# Question about Lye bought from Hardware



## foltzfamilyHS (Jun 22, 2009)

I just bought some Lye from a Hardware store that was listed to open clogged drains. It says that it is 100% Sodium Hydroxide. Is this safe to use for soap? It has no other ingredients. I'm just kind of iffy about it because it is listed as a drain opener. I would like to know soon so I can go buy the rest of my supplies. Thanks so much! Megan


----------



## Prickle (May 9, 2009)

I used to buy Red Devil lye for making soap with the rest of the drain openers at the grocery store.

If it's 100% lye it's fine.

And it does work great on clogged drains too


----------



## suzyhomemaker09 (Sep 24, 2004)

Sodium Hydroxide = Lye

It's just fine to use as it's the same thing.


----------



## BlsdMama (Dec 28, 2008)

What's the brand name if you don't mind my asking?


----------



## fransean (Dec 21, 2002)

If it is Rooto brand then ...yep that's the stuff.
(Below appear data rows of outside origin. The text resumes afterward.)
PR #8924, opened 2019-03-08
Fix HttpUtil.isKeepAlive to behave correctly when Connection is a comma separated list

violetagg:
Motivation:

According to the specification, the `Connection` header's syntax is:

```
The Connection header field's value has the following grammar:

     Connection        = 1#connection-option
     connection-option = token

Connection options are case-insensitive.
```
https://tools.ietf.org/html/rfc7230#section-6.1

This means that Connection's value can have at least one element or
a comma separated list with elements
When calculating whether the connection can remain open,
`HttpUtil.isKeepAlive(HttpMessage)` should take this into account.

Modifications:

- Check for `close` and `keep-alive` in a comma separated list
- Add unit test

Result:

`HttpUtil.isKeepAlive(HttpMessage)` works correctly when `Connection: Upgrade, close`

Related to https://github.com/reactor/reactor-netty/issues/632

### DIFF
--- a/codec-http/src/main/java/io/netty/handler/codec/http/HttpUtil.java
+++ b/codec-http/src/main/java/io/netty/handler/codec/http/HttpUtil.java
@@ -65,16 +65,9 @@ public final class HttpUtil {
      * {@link HttpVersion#isKeepAliveDefault()}.
      */
     public static boolean isKeepAlive(HttpMessage message) {
-        CharSequence connection = message.headers().get(HttpHeaderNames.CONNECTION);
-        if (HttpHeaderValues.CLOSE.contentEqualsIgnoreCase(connection)) {
-            return false;
-        }
-
-        if (message.protocolVersion().isKeepAliveDefault()) {
-            return !HttpHeaderValues.CLOSE.contentEqualsIgnoreCase(connection);
-        } else {
-            return HttpHeaderValues.KEEP_ALIVE.contentEqualsIgnoreCase(connection);
-        }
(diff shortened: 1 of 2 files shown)


normanmaurer:
@netty-bot test this please

codec-http/src/main/java/io/netty/handler/codec/http/HttpUtil.java
```diff
@@ -65,15 +65,17 @@ public static boolean isAsteriskForm(URI uri) {
...
-        if (HttpHeaderValues.CLOSE.contentEqualsIgnoreCase(connection)) {
+        boolean connectionClose = message.headers().containsValue(HttpHeaderNames.CONNECTION,
+                HttpHeaderValues.CLOSE, true);
+        if (connectionClose) {
             return false;
         }
 
         if (message.protocolVersion().isKeepAliveDefault()) {
-            return !HttpHeaderValues.CLOSE.contentEqualsIgnoreCase(connection);
+            return !connectionClose;
```
slandelle: connectionClose can only be false here

normanmaurer: @violetagg ^^ can you adjust this  ... @slandelle good catch!

violetagg: done

violetagg:
@slandelle Modified the code to become single line

slandelle:
LGTM

normanmaurer:
@violetagg thanks a lot!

I think it reads "100% lye drain cleaner" on the label and it comes in a white plastic container (1lb).

I always look for my lye in with the drain cleaners in the hardware stores. They are always found in the plumbing section. It is funny in quite a few hardware stores if you tell them you are looking for lye to make soap they know right away which one you should buy. We have all been educating them ...LOL


----------



## RVcook (Mar 29, 2008)

fransean said:


> If it is Rooto brand then ...yep that's the stuff. I think it reads "100% lye drain cleaner" on the label and it comes in a white plastic container (1lb).
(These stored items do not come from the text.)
PR #8929, opened 2019-03-11
Deprecate ChannelInboundHandlerAdapter and ChannelOutboundHandlerAdapter

normanmaurer:
Motivation:

As we now us java8 as minimum java version we can deprecate ChannelInboundHandlerAdapter / ChannelOutboundHandlerAdapter and just move the default implementations into the interfaces. This makes things a bit more flexible for the end-user and also simplifies the class-hierarchy.

Modifications:

- Mark ChannelInboundHandlerAdapter and ChannelOutboundHandlerAdapter as deprecated
- Add default implementations to ChannelInboundHandler / ChannelOutboundHandler
- Refactor our code to not use ChannelInboundHandlerAdapter / ChannelOutboundHandlerAdapter anymore

Result:

Cleanup class-hierarchy and make things a bit more flexible.


normanmaurer:
@franz1981 @vietj @njhill PTAL as well. I am not concerned about performance for default methods as we have the `@Skip` optimisation in place anyway.

vietj:
looks good :-)

acdebaca:
@normanmaurer 
Shouldn't [HttpContentDecoderTest.java line 549](https://github.com/netty/netty/blob/33072228efb110e2969701048e94a6832a3a4f25/codec-http/src/test/java/io/netty/handler/codec/http/HttpContentDecoderTest.java#L549) be:

```java
        EmbeddedChannel channel = new EmbeddedChannel(decoder, new ChannelInboundHandler() {
            @Override
            public void channelInactive(ChannelHandlerContext ctx) throws Exception {
                assertTrue(channelInactiveCalled.compareAndSet(false, true));
                ctx.fireChannelInactive();
            }
        });
```
?

normanmaurer:
@acdebaca good catch! Thanks

carl-mastrangelo:
@normanmaurer did the plan to move everything to ChannelHandler ever pan out?

normanmaurer:
@carl-mastrangelo I am still investigate... I thought it make sense to do it step by step in any case :)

That's the brand I use and purchase it by the case. It's the correct product for soap making.

RVcook


----------



## Jen21121 (Aug 2, 2009)

I live in Indianapolis as well and I'm having a terrible time finding lye! Where did you finally track it down?? I would really appreciate your response. Thanks! And good luck to both of us with our soap making!


----------



## bowdonkey (Oct 6, 2007)

Jen, up here it can be found at Menards. It's with all the other household cleaner stuff.


----------



## Jen21121 (Aug 2, 2009)

Thank you! I found it - Rooto! Made my first batch today. Here's hoping it turns out!

Appreciate all your help!


----------



## bowdonkey (Oct 6, 2007)

Jen, if you get semi serious about soap making, it might be a good idea to stock up everytime you can. Up here I have to go slow because too many bottles of lye purchased at once brings you under the scrutiny of the law. So everytime I'm in Menards I grab a bottle or two.


----------



## Madfarmer (Mar 22, 2008)

Any major city should have someplace that carries sodium hydroxide. Check out places that make biodiesel.

Madfarmer


----------